The answer must consist of every line in the data that contains "bulk".

(Source data)

★ ★ ★ ★ ★

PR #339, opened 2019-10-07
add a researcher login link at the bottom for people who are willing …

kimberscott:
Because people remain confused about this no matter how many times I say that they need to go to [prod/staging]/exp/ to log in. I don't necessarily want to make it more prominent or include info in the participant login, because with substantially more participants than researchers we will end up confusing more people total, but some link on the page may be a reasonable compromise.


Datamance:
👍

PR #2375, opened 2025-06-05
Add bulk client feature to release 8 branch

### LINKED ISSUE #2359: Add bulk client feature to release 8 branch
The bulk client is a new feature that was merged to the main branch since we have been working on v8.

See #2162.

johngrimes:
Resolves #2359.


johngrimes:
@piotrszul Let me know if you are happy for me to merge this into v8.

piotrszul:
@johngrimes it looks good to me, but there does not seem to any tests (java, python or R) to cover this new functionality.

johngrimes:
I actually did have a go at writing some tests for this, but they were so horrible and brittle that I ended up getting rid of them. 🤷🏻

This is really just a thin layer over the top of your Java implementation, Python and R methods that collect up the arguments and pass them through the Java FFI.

★ ★ ★ ★ ★

FINISHED TASK →
Add bulk client feature to release 8 branch
### LINKED ISSUE #2359: Add bulk client feature to release 8 branch
The bulk client is a new feature that was merged to the main branch since we have been working on v8.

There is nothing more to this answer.